RECORDS FOR PROCESSING |

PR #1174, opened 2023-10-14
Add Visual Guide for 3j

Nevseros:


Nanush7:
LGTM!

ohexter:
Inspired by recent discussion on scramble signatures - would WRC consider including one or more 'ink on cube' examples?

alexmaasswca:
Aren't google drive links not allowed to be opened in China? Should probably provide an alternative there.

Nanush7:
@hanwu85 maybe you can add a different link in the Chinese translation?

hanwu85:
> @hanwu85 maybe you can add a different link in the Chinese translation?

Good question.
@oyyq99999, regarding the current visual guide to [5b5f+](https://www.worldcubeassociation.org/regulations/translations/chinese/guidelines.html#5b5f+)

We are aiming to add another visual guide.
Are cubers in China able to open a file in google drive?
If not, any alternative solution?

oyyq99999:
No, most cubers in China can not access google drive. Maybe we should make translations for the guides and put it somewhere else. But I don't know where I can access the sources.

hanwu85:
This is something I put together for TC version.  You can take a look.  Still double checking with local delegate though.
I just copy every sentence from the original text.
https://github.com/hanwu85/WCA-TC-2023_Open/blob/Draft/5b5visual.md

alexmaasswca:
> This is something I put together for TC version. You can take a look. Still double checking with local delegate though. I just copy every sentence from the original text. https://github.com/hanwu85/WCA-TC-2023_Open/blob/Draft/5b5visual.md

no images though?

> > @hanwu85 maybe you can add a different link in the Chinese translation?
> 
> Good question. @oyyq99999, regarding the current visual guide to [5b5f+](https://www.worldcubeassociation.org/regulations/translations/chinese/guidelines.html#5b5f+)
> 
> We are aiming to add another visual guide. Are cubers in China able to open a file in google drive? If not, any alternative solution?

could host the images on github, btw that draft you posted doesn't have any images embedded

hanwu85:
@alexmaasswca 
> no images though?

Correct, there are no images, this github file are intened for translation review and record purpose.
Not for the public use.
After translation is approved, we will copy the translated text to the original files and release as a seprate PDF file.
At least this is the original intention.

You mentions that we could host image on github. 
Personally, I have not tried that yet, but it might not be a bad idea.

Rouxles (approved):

PROBLEM DESCRIPTION |
Would you please copy each line of the listing that contains the word "have"?

ANSWER FOR THIS EXERCISE |
could host the images on github, btw that draft you posted doesn't have any images embedded
Personally, I have not tried that yet, but it might not be a bad idea.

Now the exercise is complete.